Oturmak, yoğun geçen bir günden sonra hoş bir mola olabilir. Ama çoğumuzun tüm gününü bir masanın önünde geçirdiğini ve sonra da TV karşısına kurulduğunu düşününce, sormadan edemiyoruz: Bu kadar oturmaktan vücudumuz nasıl etkileniyor?
Cevap biraz şaşırtıcı: Oturduğunuz anda, kaslarınızdaki elektriksel aktivite ani bir şekilde düşüyor. Ayrıca kalori yakma hızınız da dakikada 1 kaloriye iniyor.
Sadece 3 saat oturduktan sonra bile, atardamarlarınızdaki genleşme kabiliyeti % 50 azalıyor ve bu da kan akışınızı olumsuz etkiliyor.
24 saat kesintisiz oturunca vücudunuzdaki insulin, glukoz kullanabilme yeteneğinin % 40’ını kaybeder. Bu da Tip 2 Diyabet riskini artırır.

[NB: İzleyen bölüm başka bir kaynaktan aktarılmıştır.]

PR #8983, opened 2023-03-13
feat(backend): support yaml with platform-specific specs

### LINKED ISSUE #8758: feat(backend): Accept pipeline YAML that contains platform-specific sections

Linchin:

* Backend reads the additional YAML documents with platform specific specs
* Added tests to verify that backend reads the yaml correctly
* Moved pipeline string for template testing into a file

Fixes #8758 
**Checklist:**


backend/src/apiserver/template/v2_template.go
```diff
@@ -217,3 +255,16 @@ func (t *V2Spec) RunWorkflow(modelRun *model.Run, options RunWorkflowOptions) (u
...
 	return executionSpec, nil
 }
+
+func isKubernetesExecutorConfig(template []byte) bool {
+	var platformSpec pipelinespec.PlatformSpec
+	templateJson, err := yaml.YAMLToJSON(template)
+	if err != nil {
+		return false
+	}
+	err = protojson.Unmarshal(templateJson, &platformSpec)
```
gkcalat, line 265: I believe `yaml.YAMLToJSON(template)` will take the first part of the yaml file. So I expect this function always fail for input like:
```
<YAML1>
---
<YAML2>
```

This is probably expected, but we might need to add comment explaining this behavior.

backend/src/apiserver/template/v2_template.go
```diff
@@ -107,37 +110,72 @@ func (t *V2Spec) GetTemplateType() TemplateType {
...
+		// this is unexpected, cannot convert proto message to JSON
+		return nil
+	}
+
+	bytesExecutorConfig, err := protojson.Marshal(t.platformSpec)
 	if err != nil {
 		// this is unexpected, cannot convert proto message to JSON
 		return nil
 	}
+	bytes := append(bytesSpec, bytesExecutorConfig...)
```
gkcalat, line 178: To better understand how it works: if I take `string(bytes)`, would I get something

```
<YAML1>
---
<YAML2>
```

or 

```
 YAML1YAML2
```

Should we prefer the former over the later? WDYT?

go.mod
gkcalat, line 1: You might need to regenerate the license files due to this change.

backend/src/apiserver/template/template_test.go
```diff
@@ -300,3 +246,51 @@ func TestModelToCRDTrigger_Cron(t *testing.T) {
...
+	if err != nil {
+		t.Error(err)
+	}
+	return string(res)
+}
+
+func TestIsKubernetesExecutorConfig(t *testing.T) {
+	template := loadYaml(t, "testdata/pipeline_with_volume.yaml")
+	splitTemplate := strings.Split(template, "\n---\n")
+	assert.True(t, isKubernetesExecutorConfig([]byte(splitTemplate[1])))
```
gkcalat, line 261: Can we also add `assert.False` to make sure the function works both ways.

backend/src/apiserver/template/v2_template.go
```diff
@@ -107,37 +110,72 @@ func (t *V2Spec) GetTemplateType() TemplateType {
...
+	decoder := goyaml.NewDecoder(bytes.NewReader(template))
+	for {
+		var value map[string]interface{}
+		// Break at end of file
+		if decoder.Decode(&value) != nil {
+			break
+		}
+		valueBytes, err := goyaml.Marshal(value)
+		if err != nil {
+			return nil, util.NewInvalidInputErrorWithDetails(ErrorInvalidPipelineSpec, fmt.Sprintf("unable to marshal this yaml document: %s", err.Error()))
```
gkcalat, line 123: I am probably wrong, but I expected something like this:
```golang
for _, templateSpec := strings.Split(string(template), "\n---\n") {
  if isPipelineSpec([]byte(templateSpec)){
      // <throw error if PipelineSpec has been already parse (duplicate PipelineSpec)>
      // <parse into *PipelineSpec>
  } else if isKubernetesExecutorConfig([]byte(templateSpec)){
      // <throw error if PlatformSpec has been already parse (duplicate PlatformSpec)>
      // <parse into *PlatformSpec>
  }
}
// <throw error if PipelineSpec has not been found in the input string>
```

gkcalat (commented):
Thank you @Linchin!

I left a few comments (some of them may be important)

backend/src/apiserver/template/v2_template.go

Oturma sürenizi biraz daha artırınca başınıza neler geleceğine de bakalım. 2 hafta boyunca günde 6 saatten fazla oturursanız, kötü kolesterol olarak da bilinen LDL kolesterolünün seviyesi artar.
Bu artışa, kilo almanızı kolaylaştıracak olan yağ molekülleri de eşlik eder. Daha da önemlisi, yağları parçalamakla görevli olan enzimlerin görevi aksar.
Bu enzimler, bu süre boyunca aktifliğini yitirdiği için kas hücreleri parçalanmaya başlar. Sonuç olarak, kasılma yeteneği azalan kaslar, kalbe olan kan akışını sekteye uğratır.
Düzenli olarak spor yapsanız bile, hareket etmeyi durdurduğunuz anda, oturma sürenizle orantılı olarak bahsettiğimiz yıpranmalar tekrardan başlar. Korkutucu kısım da bu zaten.
Bir yıl bu kadar oturunca oluşan sonuçlar daha da kötü. Örneğin, çok oturan kadınlar üzerinde yapılan bazı araştırmalara göre, toplam kemik ağırlığı her yıl % 1 oranında azalıyor.
Önemli olan beynim, vücudum sorun değil mi diyorsunuz? Fiziksel aktivite, beyninize hem kan ve oksijen pompalanmasına yardım eder, hem de ruhsal durumunuzu iyileştirecek hormonlar gönderir.
Hareket etmediğimiz zamansa beyin fonksiyonları yavaşlar. Belki de uzun süre oturmanın en şok edici sonucu 10-20 yıl süreyle günde 6 saat oturunca ortaya çıkıyor. Bu kadar süre hareketsiz kalmakla hayatınızın kaliteli 7 yılını kaybetmiş olabilirsiniz.
Kaliteli yıl derken, sağlık sorunları ya da ölüm olmadan geçen yıllardan bahsediyoruz. Çünkü hareketsiz geçen bu yıllar sonunda, kalp hastalıklarından ölme olasılığı % 64, prostat ya da göğüs kanseri olma riskiyse % 30 artıyor.
Eğer tüm insanlık olarak oturma süremiz günde 3 saati geçmeseydi, yaşam süremiz ortalama 2 yıl daha uzun olabilirdi.
Kısacası, vücutlarımız hareketsiz kalmak için dizayn edilmemiş. Yani, işteyken 8 saat oturmak, iş sonrası eve gelip TV izleyenler için de, spor salonuna koşanlar için de aynı şekilde kötü.
Bu kadar oturmanın ölümcül etkileri bile olabilir. Esneme hareketleri ve ofiste çalışırken yarım saat gibi aralıklarla kalkıp 1-2 dakikalık yürüyüşler bütün bu tehlikeden sizi uzak tutmaya yetebilir.